#### ABOUT THIS TASK
Reproduce only the lines from the one containing "- [x] New test: keeps" through the end of the data, exactly as they stand.

Extracted data entries
------------------------------------------------------------------------

PR #2406, opened 2026-03-27
fix(behavior): remove invalid connections when replacing with event-based gateway

Zia-Ur-Rehman1:
## Summary
- When replacing an inclusive/exclusive gateway with an event-based gateway, outgoing sequence flows to non-event-based targets (regular Tasks) were not removed, violating BPMN rules
- Added logic in `EventBasedGatewayBehavior` to remove outgoing sequence flows to non-event-based targets during `shape.replace`
- Added `isEventBasedTarget` helper to identify valid event-based gateway targets (ReceiveTask, IntermediateCatchEvent with message/timer/conditional/signal definitions)

## Test plan
- [x] Existing test: removes non-event-based incoming sequence flows of event-based targets
- [x] New test: removes outgoing sequence flows to non-event-based targets when replacing with event-based gateway
- [x] New test: removes outgoing sequence flows to event-based targets that have other non-event-based incoming
- [x] New test: keeps outgoing sequence flows when replacing event-based gateway with inclusive gateway
- [x] All 1827 existing tests pass

🤖 Generated with [Claude Code](https://claude.com/claude-code)


nikku:
Thanks for your contribution. Could you elaborate what bug the PR fixes? I don't see it, i.e. when trying to reproduce on [demo.bpmn.io](https://demo.bpmn.io):

capture j4t8s4_optimized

------------------------------------------------------------------------

#### SOLUTION FOR THIS PROBLEM
- [x] New test: keeps outgoing sequence flows when replacing event-based gateway with inclusive gateway
- [x] All 1827 existing tests pass

🤖 Generated with [Claude Code](https://claude.com/claude-code)


nikku:
Thanks for your contribution. Could you elaborate what bug the PR fixes? I don't see it, i.e. when trying to reproduce on [demo.bpmn.io](https://demo.bpmn.io):

capture j4t8s4_optimized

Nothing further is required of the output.